Detached GPUs

Overview

Beginning with DCGM 4.5 and driver 590, DCGM supports GPU binding and unbinding. DCGM can launch even when no GPU is detected and admin can attach GPUs to the system on the fly. It monitors events and automatically recognizes any newly attached GPUs or detached GPUs. In addition, DCGM supports dynamic attach and detach of driver, allowing driver updates without stopping DCGM.

Ways to Detach GPUs

Use DCGM Public APIs

DCGM offers two public APIs for detaching and attaching drivers: dcgmDetachDriver and dcgmAttachDriver.

When dcgmDetachDriver is called, it detaches NVML from DCGM and sets all GPUs to a detached state. When dcgmAttachDriver is called, DCGM attaches NVML, setting all found GPUs to an OK state and removing any still-detached GPUs from groups along with their watched fields.

dcgmi offers command-line interfaces for these two APIs.

$ dcgmi set --attach-driver
$ dcgmi set --detach-driver

Use sysfs

# echo "<PCI Bus ID>" > /sys/bus/pci/devices/<PCI Bus ID>/driver/unbind
# echo "<PCI Bus ID>" > /sys/bus/pci/drivers/nvidia/bind

We can use these sysfs entries to detach and attach a GPU.

For example:

# echo "0000:65:00.0" > /sys/bus/pci/devices/0000\:65\:00.0/driver/unbind
# echo "0000:65:00.0" > /sys/bus/pci/drivers/nvidia/bind

Behavior of Detached GPUs

GPU Entity Id

The DCGM GPU ID stays the same throughout the entire life cycle of the DCGM main process (nv‑hostengine), even after attach and detach operations.

Group

  • The detached GPUs and their associated MIG instances will be removed from the groups.

  • It is not allowed to add detached GPUs to a group.

Configuration

  • The DCGM applied configuration will be reset upon GPU detachment. Therefore, the config will not be automatically reapplied upon reattachment.

  • DCGM cannot set configuration on detached GPUs.

  • DCGM cannot acquire configuration on detached GPUs.

Watches and Monitoring

  • DCGM cannot watch fields on detached GPUs.

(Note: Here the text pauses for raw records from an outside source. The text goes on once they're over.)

PR #785, opened 2020-11-15
Support running as `python -m visidata`

abitrolly:


ajkerrigan:
This seems like a useful change (personally, it would help me clean [this](https://github.com/ajkerrigan/visidata-oxide/blob/ff96245/pyoxidizer.bzl#L162) up). What's the motivation for you @abitrolly?

abitrolly:
@ajkerrigan I use a version 1.5.2 from Fedora 33 and I wanted to play with latest version.

Actually, I created `.vd` file and wanted to clean it up from non-deterministic operations (such as those dependent on value under cursor), then add a header to list the command that provides input data.

I attach example which is non-cleaned up.
[lxd-minimal-image.zip](https://github.com/saulpw/visidata/files/5542799/lxd-minimal-image.zip)

PR #807, opened 2020-11-24
[tests] Run tests with an empty config file and visidata dir

tsibley:
Otherwise user-preferences and plugins affect test success/failure.  For
example, this bit me because I have a custom disp_date_fmt.

---

I first ran into this issue a while ago and thought I'd submitted a PR for it, but I couldn't for the life of me find it. So I guess I didn't!


saulpw (approved):
Thanks for fixing it, @tsibley!  Sorry it bit you.

tsibley:
@saulpw Ah, no worries at all! Thanks for the merge!

PR #812, opened 2020-11-29
[MissingAttrFormatter] handle missing attributes in status formatting

### LINKED ISSUE #764: [dev 2.0+] disp_rstatus_fmt causes halting exception on GraphSheet
**Small description**
I modified the `disp_rstatus_fmt` to provide information I require when working with sheets, however when using GraphSheet vd crashes with the following exception. I currently have to use `^g` to see the same information as I would be able to see using this `disp_rstatus_fmt`.

`options.disp_rstatus_fmt = ' {sheet.cursorRowIndex}/{sheet.nRows}[{sheet.nSelectedRows}] {sheet.rowtype} '`

`AttributeError: 'GraphSheet' object has no attribute 'cursorRowIndex'`

**Expected result**
GraphSheet to load

FWIW, I was also attempting to make a % counter in `disp_rstatus_fmt` however I get some odd other exceptions (this isn't really an issue so I haven't opened a separate bug, however this was my original use-case).

anjakefala:
Closes #764

This PR adds `MissingAttrFormatter`, a subclass of [string.Formatter](https://docs.python.org/3.8/library/string.html#string.Formatter) which handles `AttributeErrors` and `KeyErrors` in format strings, substituting them with `''`.
This was then used to format the `rightStatus`. 
This allows users to safely customise the `disp_rstatus_fmt` with relevant attributes that not every sheet contains.

### DIFF
--- a/visidata/statusbar.py
+++ b/visidata/statusbar.py
@@ -1,7 +1,7 @@
 import collections
 import curses
 
-from visidata import vd, VisiData, BaseSheet, Sheet, ColumnItem, Column, RowColorizer, options, colors, wrmap, clipdraw, ExpectedException, update_attr, theme
+from visidata import vd, VisiData, BaseSheet, Sheet, ColumnItem, Column, RowColorizer, options, colors, wrmap, clipdraw, ExpectedException, update_attr, theme, MissingAttrFormatter
 
 
 __all__ = ['StatusSheet', 'status', 'error', 'fail', 'warning', 'debug']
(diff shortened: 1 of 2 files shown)


visidata/statusbar.py
```diff
@@ -153,7 +153,7 @@ def drawLeftStatus(vd, scr, vs):
 @VisiData.api
 def rightStatus(vd, sheet):
     'Return right side of status bar.  Overrideable.'
-    return options.disp_rstatus_fmt.format(sheet=sheet, vd=vd)
+    return MissingAttrFormatter().format(options.disp_rstatus_fmt, sheet=sheet, vd=vd)
```
saulpw: Also let's use `sheet.options.disp_rstatus_fmt`, which will allow different sheet classes to have different options.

  • All cached values and watched fields are removed from detached GPUs.

  • Watched fields on group DCGM_GROUP_ALL_GPUS will be automatically apply to newly attached GPUs.

Topology

  • dcgmGetDeviceTopology

    • On detached GPU: The returns will include 0 GPUs that is reachable.

    • On normal GPU: The detached GPU will be excluded from the paths.

  • dcgmSelectGpusByTopology will not include detached GPUs in the output.

Policy

  • Policies for group DCGM_GROUP_ALL_GPUS will be automatically applied to newly attached GPUs.

  • Registered policies will not be triggered on detached GPUs.

  • Registered policies will be removed from detached GPUs.

  • Policy is unable to be set on detached GPUs.

Profiling

  • DCGM cannot watch profiling fields on detached GPUs.

  • On profiling module, all watches on detached GPUs will be removed.

  • Watched profiling fields on group DCGM_GROUP_ALL_GPUS will be automatically applied to newly attached GPUs.

Diagnostic

  • Running diagnostic will be stopped during attach and detach process.

  • When specifying a group, only active GPUs will be tested.

  • Detached GPUs will not be tested.

    • If only detached GPUs are specified, the diag will fail directly.

    • If including both detached GPUs and active GPUs, only active GPUs will be tested.

Multi-Node Diagnostics

When detaching or attaching GPUs during MnDiag operation, the attach and detach processes will wait until MnDiag is complete.

Health

  • Health watches on group DCGM_GROUP_ALL_GPUS will be automatically applied to newly attached GPUs.

  • Health checks will not report incidents on detached GPUs.